Just as the 80287 improved on the basic 8087 co-processor by operating in protected mode, the 80387DX and 80387SX coprocessors improve on the 80287 design by producing up to seven times as much output. These co-processors are code-compatible with the 80287 and, therefore, should run all software written for the 80287. However, systems using an 80287 coprocessor may not run programs that have been optimized to work directly with 80387DX or 80387SX co-processors. Like the 386DX and 386SX, the 387DX and 387SX differ basically when it comes to their bus sizes. The 387SX is designed to operate with a 16-bit bus instead of the 32-bit bus of the 387DX. Except for this minor difference, both ICs conform to the same block diagram shown in Figure 5.
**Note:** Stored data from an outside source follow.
PR #2037, opened 2025-03-18
[UIK-3330][docs] Added role img to Flags in input phone

sheila-semrush:
## Motivation and Context

Added `role=img` to InputPhone examples (2nd and 3d), so that flag in input/select trigger is announced as full country name.

Also edited aria-labels in the 2nd example, so that SR reads when focusing the input:
"Phone number, United States, ..."

(Flags in the Select Menu aren't announced, this is by design.)

## Types of changes

- [x] Nice improve.

## Checklist:

### DIFF
--- a/stories/components/input-phone/docs/examples/known_country_and_number_format.tsx
+++ b/stories/components/input-phone/docs/examples/known_country_and_number_format.tsx
@@ -18,57 +18,60 @@ const Demo = () => {
   const positionAfterFirstBracket = prefix.length + 2;
 
   const handleChange = (value: string, e: React.SyntheticEvent<HTMLInputElement>) => {
-      setPhoneNumber(value);
+    setPhoneNumber(value);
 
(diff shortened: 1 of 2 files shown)


sheila-semrush:
> Wouldn't it be convenient in the second example if the country's flag name were read along with the input label and text when the user comes to the input? My VO doesn't read it now. I was wondering whether it's worth linking the input value to the flag via aria-describedby, or would that be redundant? What do you all think?

Thank you for this comment, I had similar thoughts but didn't figure out how to solve this logically.
I decided to use both label and flag as aria-labelledby for the input, so it reads "Phone number, United States, edit text, ...". This seems more natural to me, with aria-describedby it read "Phone number, edit text, Playground, group... (pause) United States", that seemed confusing.

Valeria-Zimnitskaya (approved):

PR #2050, opened 2025-03-28
[docs] update AutoSuggest wording and fix bulkTextarea svg name again

j-mnizhek:
## Motivation and Context

Just a small wording update to the AutoSuggest pattern description.
Reason: a designer misunderstood that these patterns apply only to dropdown menus and selects.

I also updated the name of the BulkTextarea SVG for the Component showcase page. Again (for some reason it went back to all lowercase).

## How has this been tested?

Manually.

## Types of changes

- [x] Nice improve.

## Checklist:


website/docs/components/auto-suggest/auto-suggest.md
```diff
@@ -5,7 +5,7 @@ tabs: Design('auto-suggest'), A11y('auto-suggest-a11y'), Example('auto-suggest-c
 
 ## Description
 
-**AutoSuggest**, **AutoComplete** and **Combobox** are different patterns for as-you-type suggestions for search with values filtering from the list.
+**AutoSuggest**, **AutoComplete** and **Combobox** are patterns for providing as-you-type suggestions by filtering options within dropdowns and selects.
```
sheila-semrush, line 8: filtering is not relevant for combobox... maybe beter not to mention filtering in the general definition?

sheila-semrush: what was the initial problem? designer didn't realize these patterns have a text input in them? 
if yes, then maybe better highlight the part about input, like

> ...are patterns for providing a list of suggestions when typing in a text input

website/docs/components/auto-suggest/auto-suggest.md
```diff
@@ -5,7 +5,9 @@ tabs: Design('auto-suggest'), A11y('auto-suggest-a11y'), Example('auto-suggest-c
 
 ## Description
 
-**AutoSuggest**, **AutoComplete** and **Combobox** are different patterns for as-you-type suggestions for search with values filtering from the list.
+**AutoSuggest** and **AutoComplete** are patterns for providing as-you-type suggestions by filtering options within dropdowns and selects.
+
+**Combobox** is a pattern that provides a user with a predefined list of options.
```
sheila-semrush, line 10: should we mention typing here, so people don't think that combobox is the same as select in our case?

j-mnizhek: Hmmmmm, I was thinking whether to add it, but didn't add because in many cases (and even in our example) you don't need to type something to see the list

sheila-semrush: it shouldn't necessarily seem as if user needs to type. Like for example something like this in the end of the sentence: "...to help with filling out an input."

sheila-semrush (approved):

PR #2284, opened 2025-06-20
[UIK-3441][modal] allow ESC to close modal even without focus inside

slizhevskyv-semrush:
## Motivation and Context

Previously, if no element inside the Modal has focus, pressing the ESC key would not close the modal.
The fix ensures that the ESC key closes the modal regardless of the current focus state, as long as the modal is open.

## How has this been tested?

I've added a browser test.

## Types of changes

- [ ] Nice improve.

## Checklist:

### DIFF
--- a/semcore/modal/__tests__/modal.browser-test.tsx
+++ b/semcore/modal/__tests__/modal.browser-test.tsx
@@ -51,6 +51,16 @@ test.describe('Modal interactions', () => {
       await expect(modal).toHaveCount(0);
       await expect(trigger).toBeFocused();
     });
+
+    await test.step('Verify modal closed when you firstly click on a modal and then pressing ESC', async () => {
+      await trigger.click();
+      await modal.waitFor({ state: 'attached' });
+
+      await modal.click();
+      await page.keyboard.press('Escape');
+
+      await expect(modal).toHaveCount(0);
+    });
   });
 
   test('Verify basic usage mouse interactions', async ({ page, browserName }) => {
--- a/semcore/modal/CHANGELOG.md
+++ b/semcore/modal/CHANGELOG.md
@@ -2,6 +2,12 @@
 
 CHANGELOG.md standards are inspired by [keepachangelog.com](https://keepachangelog.com/en/1.0.0/).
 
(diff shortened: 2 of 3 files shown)


semcore/modal/__tests__/modal.browser-test.tsx
```diff
@@ -51,6 +51,16 @@ test.describe('Modal interactions', () => {
       await expect(modal).toHaveCount(0);
       await expect(trigger).toBeFocused();
     });
+
+    await test.step('Verify modal closed when you firstly click on a modal and then pressing ESC', async () => {
+      await trigger.click();
+      await modal.waitFor({ state: 'attached' });
+
+      await modal.click();
```
ilyabrower, line 59: It should work even without this click

slizhevskyv-semrush: It's a step to reproduce the issue. It works without click, that's true :)

ilyabrower: With this click you verify only that modal has tabIndex={-1} as in your fix (and the modal will have focus after click).
Without it, you will also check that the focus will be set after modal opens.

semcore/color-picker/__tests__/color-picker.browser-test.tsx
```diff
@@ -320,20 +320,23 @@ test.describe('Color-picker', () => {
     await test.step('Verify hover on No background color ', async () => {
       const items = colorPoppers.first().getByRole('option');
       await items.first().hover();
-      await new Promise((resolve) => setTimeout(resolve, 300));
+      // await new Promise((resolve) => setTimeout(resolve, 300));
```
ilyabrower: let's remove this row

ilyabrower (dismissed):

semcore/color-picker/__tests__/color-picker.browser-test.tsx
slizhevskyv-semrush: updated :)

ilyabrower (approved):

Valeria-Zimnitskaya (approved):

PR #2298, opened 2025-06-27
[UIK-3523][website] added unique titles for Loom frames

sheila-semrush:
## Motivation and Context

Changed our custom `loom_video` plugin to insert specified title into the iframe.

Now loom videos should be embedded like this:
_(title is optional, default one is "video")_
imagen

For existing videos on our website, I copied titles from the videos themselves, as per [Axe's recommendation](https://dequeuniversity.com/rules/axe/4.10/frame-title-unique):

> best practice is to give the enclosed document a title element with content identical to the title attribute. Some screen readers will replace the contents of the title attribute on the frame with the contents of the title element inside the frame. As a result, it’s safest and most accessible to have the same text in both locations.

## Types of changes

- [x] Nice improve.

## Checklist:

### DIFF
--- a/website/docs/.vitepress/renderLoomVideo.ts
+++ b/website/docs/.vitepress/renderLoomVideo.ts
@@ -1,17 +1,13 @@
 export const renderLoomVideo = (tokenList: any[], index: number) => {
   const renderFunc = (tokens: any[], idx: number) => {
     const token = tokens[idx];
-    if (token.type === 'container_loom_video_open') {
-      let url = token.info.split(' ')[2];
-      if (!url) return [];
+    if (token.nesting === 1) {
+      const title = token.info.replace('loom_video', '').trim() || 'video';
+      const url = tokens[idx + 2].content;
 
-      if (url.startsWith('https://www.loom.com/share/')) {
-        url = `https://www.loom.com/embed/${url.substring('https://www.loom.com/share/'.length)}`;
-      }
-
-      return `<div class="embedded-video-container"><iframe src="${url}" frameborder='0' webkitAllowFullScreen mozAllowFullScreen allowFullScreen class="embedded-video-iframe" title='video' /></div>`;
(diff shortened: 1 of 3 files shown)


website/docs/.vitepress/renderLoomVideo.ts
```diff
@@ -1,17 +1,13 @@
...
+    if (token.nesting === 1) {
+      const title = token.info.replace('loom_video', '').trim() || 'video';
+      const url = tokens[idx + 2].content;
 
-      if (url.startsWith('https://www.loom.com/share/')) {
-        url = `https://www.loom.com/embed/${url.substring('https://www.loom.com/share/'.length)}`;
-      }
-
-      return `<div class="embedded-video-container"><iframe src="${url}" frameborder='0' webkitAllowFullScreen mozAllowFullScreen allowFullScreen class="embedded-video-iframe" title='video' /></div>`;
+      return `<div class="embedded-video-container"><iframe src='${url}' frameborder='0' webkitAllowFullScreen mozAllowFullScreen allowFullScreen class="embedded-video-iframe" title='${title}'>`;
```
sheila-semrush, line 8: @ilyabrower this wraps `<iframe>...</iframe>` around the original link from the source code, because we only manipulate the opening and the closing tags, not the content inside. It's replaced by the frame content when it's loaded, but we get a warning:
`<p> cannot be child of <iframe>, according to HTML specifications. This can cause hydration errors or potentially disrupt future functionality.`
I don't know how critical it is. Should we do something with the inner content, or can we leave it as is for now?

j-mnizhek (approved):
👍

website/docs/.vitepress/renderLoomVideo.ts
ilyabrower: this is a strange behaviour of markdown-it, we can skip this error, on the page there is correct iframe without any unnecessary tags.

Valeria-Zimnitskaya (approved):

PR #2302, opened 2025-07-01
[UIK-2652][input] preserve focus when closing with Space key

slizhevskyv-semrush:
## Motivation and Context

When the user activates the Close button using the Space key, focus is lost instead of being preserved or redirected.
This breaks expected keyboard navigation.

## How has this been tested?

I've added browser tests to handle ESC and Space cases.

## Types of changes

- [x] Nice improve.

## Checklist:


semcore/input/__tests__/input.browser-test.tsx
```diff
@@ -39,6 +39,62 @@ test.describe('Input', () => {
...
+    await expect(input).not.toBeFocused();
+    await expect(addonButton).toBeFocused();
+
+    await page.keyboard.press('Enter');
+
+    await expect(input).toBeFocused();
+    await expect(addonButton).toBeHidden();
+    expect(await input.inputValue()).toBe('');
+
+    await expect(page).toHaveScreenshot();
```
ilyabrower: I'm not sure, that we need a screenshot here... what do you think?

semcore/input/__tests__/input.browser-test.tsx
```diff
@@ -39,6 +39,62 @@ test.describe('Input', () => {
...
+    await expect(input).not.toBeFocused();
+    await expect(addonButton).toBeFocused();
+
+    await page.keyboard.press('Space');
+
+    await expect(input).toBeFocused();
+    await expect(addonButton).toBeHidden();
+    expect(await input.inputValue()).toBe('');
+
+    await expect(page).toHaveScreenshot();
```
ilyabrower: and here

semcore/input/src/Input.jsx
```diff
@@ -23,8 +23,8 @@ class Input extends Component {
     this.inputRef.current?.focus();
   };
 
-  handleKeyDown = (event) => {
-    if (event.key === 'Enter') {
+  handleKeyUpAndDown = (event) => {
```
ilyabrower: why not only key up?
maybe we should add this handler to addon only?

semcore/input/__tests__/input.browser-test.tsx
slizhevskyv-semrush: yeah, kind of agree, we have already verified that the focus is set before. Will remote it.

semcore/input/src/Input.jsx
slizhevskyv-semrush: yes, it would be a great idea to apply it only for addons.
there is weird behaviour for `Enter` and `Space` when they pressed. The focus for `Enter` returns back to the input only in `handleKeyDown`, while `handleKeyUp` works only for `Space` :)
I suppose that the reason is how browser handles event chain for those keys (I mean the order at which `onClick` is called)

slizhevskyv-semrush: `Space`:
The focus does not have enough time to move to `document.body` at `handleKeyDown`. If I add more time,e.g `200` instead of `10` then it works as a charm :) But it's weird :)

Valeria-Zimnitskaya (dismissed):

semcore/input/CHANGELOG.md
```diff
@@ -2,6 +2,12 @@
 
 CHANGELOG.md standards are inspired by [keepachangelog.com](https://keepachangelog.com/en/1.0.0/).
 
+## [16.0.5] - 2025-07-07
+
+### Fixed
+
+- Focus is lost when user activates Close button with Space key.
```
j-mnizhek:
```suggestion
- Focus is lost when user activates Close button with `Space` key.
```

Just a small update to match the formatting of the keyboard keys 🎹

j-mnizhek (approved):
Everything works as expected 😎 Left only one tiny tiny suggestion

slizhevskyv-semrush:
> Everything works as expected 😎 Left only one tiny tiny suggestion

Thanks, updated!

PR #2308, opened 2025-07-03
Draft: Add Intergalactic CSS layer (for tailwindcss compatibility)

PavelKoroteev:
Wrap every intergalactic style into the layers. In this case, any unlayered author-defined classes will have more specificity.

## Motivation and Context

While using custom classes with intergalactic, it's sometimes issues with styles cascading (the intergalactic classes and author classes have the same specificity, therefore total styles depend on the builder).

When authors define their classes, they have the same specificity as intergalactic; therefore, they will not have any effect when they appear before intergalactic ones. (i.e., using tailwindcss with intergalactic).

## How has this been tested?

There's no any testing, only draft for consideration.

## Types of changes

- [x] Breaking change (fix or feature that would cause existing functionality to not work as expected).
- [ ] Nice improve.

## Checklist:

### DIFF
--- a/semcore/core/src/styled/sstyled.tsx
+++ b/semcore/core/src/styled/sstyled.tsx
@@ -14,7 +14,7 @@ const getStyles = () => ({
   get css() {
     let serverStyles = '';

Figure 5: Inside the 80387DX and 80387SX


Externally, the two IC’s are quite different. The 80387DX is available in a 68-pin Pin Grid Array (PGA) package similar to that of the 80386DX microprocessor, only smaller. The 80387SX comes only in Plastic Leadless Chip Carrier (PLCC) packages. The 387SX’s package differs considerably from that of the surface-mount package used with the 386SX microprocessor. The 80387 co-processors are available in a variety of operating speeds. Like the 80286, 80386DX, 80386SX, and the 80287, the recommended operating speed of the device is specified on the package by a number given after the chip’s type number (i.e., an 80387DX25 is a 387 rated for operation at 25 MHz or less). However, the 80387’s design allows it to be operated asynchronously or synchronously with the system’s processor’s clock. When the 387’s CKM pin is tied high, the co-processor will operate in synchronous mode and should use the system’s processor clock. If the CKM pin is tied low, the co-processor operates in asynchronous mode using its own clock source. The two devices’ operating speeds should be as compatible as possible. A 33 MHz 386DX can be operated with a 33 MHz or 25MHz 387DX co-processor, and a 25MHz 386 can accommodate a 20 MHz or 25 MHz coprocessor.